* BRIEF
Read the lines below, and copy any that contain the string "fluidproject".
╭─ INPUT DATA
PR #103, opened 2020-11-25
SJRK-410, SJRK-209: Add editing of published stories

jobara:
Add the ability to load in a published story into the storyEdit page for editing. Also adds "story not found" views for the storyEdit and storyView pages.

https://issues.fluidproject.org/browse/SJRK-410
https://issues.fluidproject.org/browse/SJRK-209


src/ui/base-page-storyEdit.js
```diff
@@ -370,24 +370,35 @@ https://raw.githubusercontent.com/fluid-project/sjrk-story-telling/main/LICENSE.
...
+
         try {
-            // localStorage can only store string values
+            /*
+            * load from existing story model if available
+            *
+            * no initalStoryData && no savedStoryData -> create new story
+            * initalStoryData && no savedStoryData -> use initalStoryData
+            * no initialStoryData && savedStoryData -> use savedStoryData
+            * initialStoryData && savedStoryData (different ids) ->use initialStoryData
```
BlueSlug:
```suggestion
            * initialStoryData && savedStoryData (different ids) -> use initialStoryData
```

src/ui/base-page-storyEdit.js
```diff
@@ -370,24 +370,35 @@ https://raw.githubusercontent.com/fluid-project/sjrk-story-telling/main/LICENSE.
     };
 
     /**
-     * Loads story content from a given key in the browser's localStorage object.
-     * If a story was successfully loaded, then the current story is updated with
-     * this previously-saved data. If no story is loaded, then a new one is saved
-     * to the server.
+     * Loads an existing story from the server if a story id provide as a query
```
BlueSlug:
```suggestion
     * Loads an existing story from the server if a story id is provided as a query
```

src/ui/base-page-storyEdit.js
```diff
@@ -370,24 +370,35 @@ https://raw.githubusercontent.com/fluid-project/sjrk-story-telling/main/LICENSE.
...
+     * paramter. Otherwise loads story content from a given key in the browser's
```
BlueSlug:
```suggestion
     * parameter. Otherwise loads story content from a given key in the browser's
```

src/ui/base-page-storyNotFound.js
```diff
@@ -0,0 +1,60 @@
...
+(function ($, fluid) {
+
+    // The storyNotFound page base grade
+    fluid.defaults("sjrk.storyTelling.base.page.storyNotFound", {
+        gradeNames: ["sjrk.storyTelling.base.page"],
+        storyId: "",
+        events: {
+            onAllUiComponentsReady: {
+                events: {
+                    onViewerReady: "{notFound}.events.onControlsBound"
```
BlueSlug: This event's name should more accurately reflect the composition of this page. Since the `onViewerReady` event in the `storyView` page corresponds to the `storyViewer` component, it would make sense if this event were called `onNotFoundNoticeReady` or something similar, named after the `ui` it's reporting for.

With our slowly-burgeoning codebase increasing in size, it may be good to review these page/ui naming conventions at some point (not for this PR, of course)

src/ui/base-page-storyNotFound.js
```diff
@@ -0,0 +1,60 @@
...
+                }
+            }
+        },
+        components: {
+            notFound: {
```
BlueSlug, line 33: I try to label each component with a comment, something basic like "error message interface" might be appropriate here.

tests/ui/html/base-page-storyNotFound-Tests.html
```diff
@@ -0,0 +1,107 @@
...
+        <script src="../../../node_modules/fluid-handlebars/src/js/client/templateAware.js"></script>
+        <script src="../../../node_modules/fluid-handlebars/src/js/client/templateFormControl.js"></script>
+        <script src="../../../node_modules/fluid-handlebars/src/js/client/templateManager.js"></script>
+        <script src="../../../node_modules/fluid-handlebars/src/js/client/templateMessage.js"></script>
+        <script src="../../../node_modules/fluid-handlebars/src/js/client/templateRequestAndRender.js"></script>
+        <script src="../../../node_modules/sinon/pkg/sinon.js"></script>
+
+        <script src="../../../node_modules/fluid-location-bar-relay/src/js/locationBar.js"></script>
+
+        <script src="../../../src/ui/binder.js"></script>
```
BlueSlug: The `binder` component isn't used in this page

tests/ui/html/base-page-storyNotFound-Tests.html
```diff
@@ -0,0 +1,107 @@
...
+        <script src="../../../src/ui/templateManager.js"></script>
+        <script src="../../../src/ui/base-page.js"></script>
+        <script src="../../../src/ui/storyTellingServerUI.js"></script>
+        <script src="../../../src/ui/base-page-storyNotFound.js"></script>
+        <script src="../../../src/ui/story.js"></script>
```
BlueSlug: The `story` grade isn't used in this page

tests/ui/html/base-page-storyNotFound-Tests.html
```diff
@@ -0,0 +1,107 @@
...
+        <script src="../../../node_modules/fluid-handlebars/src/js/client/messageHelper.js"></script>
+        <script src="../../../node_modules/fluid-handlebars/src/js/client/renderer.js"></script>
+        <script src="../../../node_modules/fluid-handlebars/src/js/client/templateAware.js"></script>
+        <script src="../../../node_modules/fluid-handlebars/src/js/client/templateFormControl.js"></script>
+        <script src="../../../node_modules/fluid-handlebars/src/js/client/templateManager.js"></script>
+        <script src="../../../node_modules/fluid-handlebars/src/js/client/templateMessage.js"></script>
+        <script src="../../../node_modules/fluid-handlebars/src/js/client/templateRequestAndRender.js"></script>
+        <script src="../../../node_modules/sinon/pkg/sinon.js"></script>
+
+        <script src="../../../node_modules/fluid-location-bar-relay/src/js/locationBar.js"></script>
```
BlueSlug: The `locationBar` component isn't used in this page

tests/ui/html/base-page-storyNotFound-Tests.html
```diff
@@ -0,0 +1,107 @@
...
+        <script src="../../../node_modules/fluid-handlebars/src/js/client/hasRequiredOptions.js"></script>
+        <script src="../../../node_modules/fluid-handlebars/src/js/client/md-client.js"></script>
+        <script src="../../../node_modules/fluid-handlebars/src/js/client/messageHelper.js"></script>
+        <script src="../../../node_modules/fluid-handlebars/src/js/client/renderer.js"></script>
+        <script src="../../../node_modules/fluid-handlebars/src/js/client/templateAware.js"></script>
+        <script src="../../../node_modules/fluid-handlebars/src/js/client/templateFormControl.js"></script>
+        <script src="../../../node_modules/fluid-handlebars/src/js/client/templateManager.js"></script>
+        <script src="../../../node_modules/fluid-handlebars/src/js/client/templateMessage.js"></script>
+        <script src="../../../node_modules/fluid-handlebars/src/js/client/templateRequestAndRender.js"></script>
+        <script src="../../../node_modules/sinon/pkg/sinon.js"></script>
```
BlueSlug: Sinon is not required as a dependency on this page

tests/ui/html/base-page-storyNotFound-Tests.html
```diff
@@ -0,0 +1,107 @@
...
+        <link rel="stylesheet" href="../../../themes/base/css/storyTelling.css">
+
+        <script src="../../../node_modules/infusion/dist/infusion-all.js"></script>
+
+        <script src="../../../node_modules/infusion/tests/lib/qunit/js/qunit.js"></script>
+        <script src="../../../node_modules/infusion/tests/test-core/jqUnit/js/jqUnit.js"></script>
+        <script src="../../../node_modules/infusion/tests/test-core/jqUnit/js/jqUnit-browser.js"></script>
+        <script src="../../../node_modules/infusion/tests/test-core/utils/js/IoCTestUtils.js"></script>
+
+        <script src="../../../node_modules/fluid-binder/src/js/binder.js"></script>
```
BlueSlug: The `binder` component is not used in this page grade (only the Edit page), so it's not required for the tests

tests/ui/html/base-page-storyNotFound-Tests.html
```diff
@@ -0,0 +1,107 @@
...
+        <script src="../../../node_modules/fluid-handlebars/src/js/client/templateMessage.js"></script>
+        <script src="../../../node_modules/fluid-handlebars/src/js/client/templateRequestAndRender.js"></script>
+        <script src="../../../node_modules/sinon/pkg/sinon.js"></script>
+
+        <script src="../../../node_modules/fluid-location-bar-relay/src/js/locationBar.js"></script>
+
+        <script src="../../../src/ui/binder.js"></script>
+        <script src="../../../src/ui/templateManager.js"></script>
+        <script src="../../../src/ui/base-page.js"></script>
+        <script src="../../../src/ui/storyTellingServerUI.js"></script>
```
BlueSlug: I believe this file is also unnecessary for these tests

tests/ui/html/base-page-storyNotFound-Tests.html
```diff
@@ -0,0 +1,107 @@
...
+        <script src="../../../src/ui/ui-menu.js"></script>
+
+        <script src="../../../src/ui/UIOMultilingualDemo.js"></script>
+
+        <!-- Required to send coverage data at the end of the test run on this page -->
+        <script src="/testem.js"></script>
+        <script src="/coverage/client/coverageSender.js"></script>
+
+        <script src="../js/base-page-storyNotFoundTests.js"></script>
+        <script src="../js/testUtils.js"></script>
```
BlueSlug: If none of the `testUtils` functions are used, it is not needed on this page

tests/ui/js/base-page-storyEditTests.js
```diff
@@ -1464,6 +1464,185 @@ https://raw.githubusercontent.com/fluid-project/sjrk-story-telling/main/LICENSE.
...
+        }
+    };
+
+    /*
+    * load from existing story model if available
+    *
+    * no initalStoryData && no savedStoryData -> create new story
+    * initalStoryData && no savedStoryData -> use initalStoryData
+    * no initialStoryData && savedStoryData -> use savedStoryData
+    * initialStoryData && savedStoryData (different ids) ->use initialStoryData
```
BlueSlug:
```suggestion
    * initialStoryData && savedStoryData (different ids) -> use initialStoryData
```

tests/ui/js/base-page-storyNotFoundTests.js
```diff
@@ -0,0 +1,121 @@
...
+                sequence: [{
+                    event: "{storyNotFoundTest > sjrk.storyTelling.base.page.testStoryNotFound}.events.onAllUiComponentsReady",
+                    listener: "sjrk.storyTelling.base.page.storyNotFoundTester.assertRendering",
+                    args: ["{storyNotFound}.notFound", "{that}.options.testOpts.expectedMessages"]
+                }]
+            }]
+        }]
+    });
+
+    sjrk.storyTelling.base.page.storyNotFoundTester.collapseText = function (str) {
```
BlueSlug, line 134: Please add JSDoc comments for these two functions

tests/ui/js/storyTellingServerUITests.js
```diff
@@ -80,12 +80,15 @@ https://raw.githubusercontent.com/fluid-project/sjrk-story-telling/main/LICENSE.
                 authoringEnabled: true
             }
         },
+        retrievedStory: "{}",
+        // retrievedStory: "{\"title\":\"test story\"}",
```
BlueSlug: Is this line expected to be used in the future?

themes/aihec/js/aihec.js
```diff
@@ -75,6 +75,15 @@ https://raw.githubusercontent.com/fluid-project/sjrk-story-telling/main/LICENSE.
         }]
     });
 
+    // Applies the AIHEC shell to the storyNotFound page
+    fluid.defaults("sjrk.storyTelling.aihec.page.storyNotFound", {
+        gradeNames: ["sjrk.storyTelling.aihec.page", "sjrk.storyTelling.base.page.storyNotFound"],
+        distributeOptions: {
```
BlueSlug: If the theme-specific template is identical to the base theme's, it isn't necessary to duplicate it, nor to update the template path. This applies to all themes, of course.

You'll still need to have this theme-specific grade defined, but no options are necessary in this case.

BlueSlug (changes requested):
Looks pretty good! Tests are passing in my environment, and I didn't notice any issues while testing.

One thing to note (which I noted :)) is that since the theme-specific templates for the storyNotFound page aren't any different from the base theme, they aren't actually necessary. The server will automagically fall back to the base theme template when it can't find a specified file in the theme's template directory. The theme-specific grades for each page are still necessary, but they don't need to specify a different template in order to work properly.

src/ui/base-page-storyNotFound.js
jobara: copy and paste error ;( Thanks for catching it.

themes/aihec/js/aihec.js
jobara: Thanks, I hadn't realized that.

src/ui/base-page-storyEdit.js
```diff
@@ -370,24 +370,35 @@ https://raw.githubusercontent.com/fluid-project/sjrk-story-telling/main/LICENSE.
...
      *
      * @param {String} storyAutosaveKey - the key to load the story content from
      * @param {Component} storyEdit - an instance of `sjrk.storyTelling.base.page.storyEdit`
      */
     sjrk.storyTelling.base.page.storyEdit.initializeStory = function (storyAutosaveKey, storyEdit) {
+
         try {
-            // localStorage can only store string values
+            /*
+            * load from existing story model if available
```
cindyli, line 386: Thanks for documenting this list of scenarios. It's helpful to understand the situation.

But it looks overwhelming by covering these different combinations to guess what story data should be loaded.

I wonder if this can be simplified by passing in an "edit"/"create" state as a model value. Then the logic would be: 1. at the "create" state, load saved story data from the local storage; 2. at "edit", load data retrieved from the server.

tests/server/testServerWithStorage.js
```diff
@@ -338,9 +304,54 @@ sjrk.storyTelling.server.testServerWithStorageDefs = [{
                     files: {
                         "file": "{testCaseHolder}.options.testUploadOptions.testPNGFile"
                     }
-                },
+                }
+            }
+        }
+    },
+    dynamicComponents: {
+        replaceFile: {
```
cindyli, line 312: One issue I think should have been addressed in @BlueSlug's SJRK-289 pull request, which has already been merged, is when re-uploading a media file, the previous media file should be removed from the the /uploads directory, so the server doesn't end with many stray images. 

However, this issue still exists here. Is there a changed plan to address it?

jobara: We needed to keep the original files because when editing a published story you could delete a published file. If the story being edited isn't yet published, the currently published story would look broken because the file is missing. 

I've filed a new issue, [SRJK-431](https://issues.fluidproject.org/browse/SJRK-431), for automatically cleanup orphaned files.

src/ui/base-page-storyEdit.js
jobara: I'm not sure that's possible. In particular for the case where you are editing a published story and also want to make use of the auto save local storage. In the implementation I've currently included, it will use the local storage if that's available with the same id as the incoming changes from the server.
╰─
* WRITTEN ANSWER
https://issues.fluidproject.org/browse/SJRK-410
https://issues.fluidproject.org/browse/SJRK-209
I've filed a new issue, [SRJK-431](https://issues.fluidproject.org/browse/SJRK-431), for automatically cleanup orphaned files.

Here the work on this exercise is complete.